Make sure you are in the workbook that contains the
functions. Go to Tools > Macro > Macros. You won't see your
functions listed here but Excel knows about them! In the Macro
Name box at the top of the dialog, type the name of the function,
then click the dialog's Options button. If the button is
greyed out either you've spelled the function name wrong, or
you are in the wrong workbook, or it doesn't exist! This opens
another dialog into which you can enter a short description of the
function. Click OK to save the description and (here's the
confusing bit) click Cancel to close the Macro dialog box.
Remember to Save the workbook containing the function. Next time you
go to the Function Wizard your UDF will have a description...

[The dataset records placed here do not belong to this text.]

PR #9576, opened 2025-08-18
fix(core): do not reject promise right away - only when `promise` gets used

### LINKED ISSUE #8209: [solid-query] Uncaught (in promise) Error: experimental_prefetchInRender feature flag is not enabled
### Describe the bug

When using the latest version of tanstack-query you get at least in solidjs for each query this error message in the console:
```
Uncaught (in promise) Error: experimental_prefetchInRender feature flag is not enabled
```

https://codesandbox.io/p/github/BierDav/temp-tanstack-query-ssr-bug/experimental-flag-warninghttps://codesandbox.io/p/github/BierDav/temp-tanstack-query-ssr-bug/experimental-flag-warning

### Steps to reproduce

1. Just start it using `bun i && bun dev`

### Expected behavior

No error message in the console, because the `promise` wasn't even accessed

Every time

### Screenshots or Videos

_No response_

### Platform

- OS: Windows, Linux

### Tanstack Query adapter

solid-query

### TanStack Query version

v5.59.13

### TypeScript version

_No response_

### Additional context

I have looked into the code. It is not really that something went wrong, and more about that the promise which causes this issue is evaluated even though the feature is not set.

Probably the easiest solution is to replace the promise when the flag is not enable with a `getter` function which then only throws the error, when the promise is really accessed.

TkDodo:
fixes #8209

## Summary by CodeRabbit

- New Features
  - None.

- Bug Fixes
  - Prevented premature errors when the experimental prefetch-in-render flag is disabled; errors now occur only if a query’s promise is explicitly accessed.

- Refactor
  - Switched from eager to lazy error handling to avoid initialization failures and preserve normal behavior unless the promise is used.

### DIFF
--- a/packages/query-core/src/queryObserver.ts
+++ b/packages/query-core/src/queryObserver.ts
@@ -267,9 +267,12 @@ export class QueryObserver<
       get: (target, key) => {
         this.trackProp(key as keyof QueryObserverResult)
         onPropTracked?.(key as keyof QueryObserverResult)
-        if (key === 'promise' && !this.options.experimental_prefetchInRender) {
-          // eslint-disable-next-line @typescript-eslint/no-unnecessary-condition
-          ;(this.#currentThenable as PendingThenable<TData>).reject?.(
+        if (
+          key === 'promise' &&
+          !this.options.experimental_prefetchInRender &&
+          this.#currentThenable.status === 'pending'
+        ) {
+          this.#currentThenable.reject(
             new Error(
               'experimental_prefetchInRender feature flag is not enabled',
             ),


packages/query-core/src/queryObserver.ts
```diff
@@ -272,6 +267,15 @@ export class QueryObserver<
       get: (target, key) => {
         this.trackProp(key as keyof QueryObserverResult)
         onPropTracked?.(key as keyof QueryObserverResult)
+        console.log('tracking prop', key)
```
TkDodo:
```suggestion
```

packages/query-core/src/queryObserver.ts
```diff
@@ -272,6 +267,14 @@ export class QueryObserver<
       get: (target, key) => {
         this.trackProp(key as keyof QueryObserverResult)
         onPropTracked?.(key as keyof QueryObserverResult)
+        if (key === 'promise' && !this.options.experimental_prefetchInRender) {
+          // eslint-disable-next-line @typescript-eslint/no-unnecessary-condition
+          ;(this.#currentThenable as PendingThenable<TData>).reject?.(
+            new Error(
+              'experimental_prefetchInRender feature flag is not enabled',
+            ),
+          )
```
TkDodo: @KATT the type assertion + optional chaining is necessary because we might not have a `PendingThenable` here and the generic `Thenable` doesn’t have a `reject` method :/

I don’t fully understand why that is but I’m still shipping this fix 😂

TkDodo: right, I need a status check I think: 

4a51a545

PR #12179, opened 2016-03-07
Add shouldHideAdverts check to email sign-up

gtrufitt:
## What does this change?

Adds a check for `shouldHideAdverts` config for email sign-up

This prevents us showing the email sign-up promo on sensitive or inappropriate content


rich-nguyen:
:+1:

PR #12181, opened 2016-03-07
Move all email sign-ups to bottom of article except film

gtrufitt:
## What does this change?

Moves all email sign-ups to the bottom of articles instead of mid article except for film today.

Lessens the annoyance of editors and users for having a big sign-up mid-article until we design a smaller one. We are leaving film today as we need to compare the CTR to outbrain for bottom-of-article sign-ups.
## Request for comment

ping @crifmulholland


rich-nguyen:
:+1:

PR #12182, opened 2016-03-07
Separate jobs feed reading and parsing switches

kelvin-chappell:
## What does this change?

Separate switches for reading jobs from external source, and parsing job instances for the merchandising component.

We can stop trying to read a known broken feed without bringing down the component.

Don't think other platforms will be affected.

/cc @kenlim


kenlim:
:+1:

PR #12183, opened 2016-03-07
Remove --production flag

rich-nguyen:
The npm install --production flag keeps installing devDependencies. Removing for quick fix, should take 30-50 seconds off the build


desbo:
:+1:

PR #12185, opened 2016-03-07
Encode raw image uri strings when using ImgSrc

rich-nguyen:
Fixes issues with image asset urls that are not encoded. Here's one:

http://www.theguardian.com/football/2009/jun/03/newcastle-united-search-buyer-alan-shearer

The raw image url was being used by the facebook open graph field `rawOpenGraphImage` in the `Content` class, during construction.

@OliverJAsh


sndrs:
:+1:

PR #12186, opened 2016-03-07
only autoplay on liveblogs & articles

jamesgorrie:
# Video autoplay

Turns out I didn't really understand how the framework runs, `canRun` I thought was whether to run the test, but is actually can the person be put into the test. This stops people, who are in the test, have the autoplay code run on Video pages and fronts. 
## What does this change?

:arrow_up:
## Request for comment

@johnduffell & @akash1810 
## 

### DIFF
--- a/static/src/javascripts/bootstraps/enhanced/media/main.js
+++ b/static/src/javascripts/bootstraps/enhanced/media/main.js
@@ -326,7 +326,9 @@ define([
                         resolve();
                     }
 
-                    if (abVideoAutoplay.variant === 'autoplay') {
+                    var contentType = config.page.contentType;
+                    var isArticleOrLiveBlog = contentType === 'Article' || contentType === 'LiveBlog';
+                    if (abVideoAutoplay.variant === 'autoplay' && isArticleOrLiveBlog) {
                         // Annoyingly we pass the `parentNode` as the video is absolutely positioned.
                         var parentNode = player.el().parentNode;
                         var firstAutoplay = true;
--- a/common/app/conf/switches/ABTestSwitches.scala
+++ b/common/app/conf/switches/ABTestSwitches.scala
@@ -36,7 +36,7 @@ trait ABTestSwitches {
     "ab-article-video-autoplay",
     "Autoplay embedded videos in article",
     safeState = Off,
-    sellByDate = new LocalDate(2016, 3, 21),
+    sellByDate = new LocalDate(2016, 3, 22),
     exposeClientSide = true
   )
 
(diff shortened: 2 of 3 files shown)


static/src/javascripts/bootstraps/enhanced/media/main.js
```diff
@@ -326,7 +326,9 @@ define([
                         resolve();
                     }
 
-                    if (abVideoAutoplay.variant === 'autoplay') {
+                    var contentType = config.page.contentType;
+                    var isArticleOrLiveBlog = contentType === 'Article' || contentType === 'LiveBlog';
+                    if (abVideoAutoplay.variant === 'autoplay' && isArticleOrLiveBlog) {
```
johnduffell: actually that's not enough, you have to use isVariant('abVideoAutoplay', 'autoplay') to make sure you do all right the checks

jamesgorrie: Strangely I would prefer not to do this as this also requires the switch to be on - which I don't want to do until I have run it past a few people. Having this would stop the `#ab-TESTNAME` from working.

jamesgorrie: Happy to relook at this in a different PR where we can figure out where we think this is meant ot work.

johnduffell: if it's just for user testing/messing around then don't worry too much, however when you actually want to use the test data you have to be more careful as it's easy to much up the samples.  A good tip is to rename the test before you do the official testing so it doesn't pick up any data from people who were bucketed by old versions of the code.

akash1810:
:+1:

static/src/javascripts/bootstraps/enhanced/media/main.js
jamesgorrie: Brilliant - it would be good to find a way to force someone into a test though, even while using the `isInVariant`.

akash1810: > it would be good to find a way to force someone into a test

The [chrome extension](https://chrome.google.com/webstore/detail/ab-tests/nehbenedinjacnhlkjbdneedibcagmno) can be used to force yourself into a test.

johnduffell: isInVariant it just using the same logic it uses to run the code in your module.  Often the code in the module is empty, but if the test is off/expired but you are in the bucket, you can end up with some weird situation where you're half in the test.  Also the code for updating your local storage relies on the switch etc.  So I think in reality the code needs updating/refactoring to support test mode where you are in the test on the client side but it doesn't send back analytics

Like macros, user defined functions can be used in any other workbook as long as the workbook containing
them is open. However it is not good practice to do this. Entering
the function in a different workbook is not simple. You have to add
its host workbook's name to the function name. This isn't difficult
if you rely on the Function Wizard, but clumsy to write out
manually. The Function Wizard shows the full names of any UDFs in
other workbooks...
If you open the workbook in which you used the
function at a time when the workbook containing the function is
closed, you will see an error message in the cell in which you used
the function. Excel has forgotten about it! Open the function's host
workbook, recalculate, and all is fine again. Fortunately there is a
better way. If you want to write User Defined Functions for use
in more than one workbook the best method is to create an Excel
AddIn. Find out how to do this in the tutorial
Build an Excel AddIn.
I really ought to know better! Never, ever, say
never! Having told you that there isn't a function that provides the
day's name, I have now remembered the one that can. Look at this
example...
The TEXT function returns the value of a cell as text in a specific
number format. So in the example I could have chosen =TEXT(A1,"ddd")
to return "Thu", =TEXT(A1,"mmmm") to return "September" etc.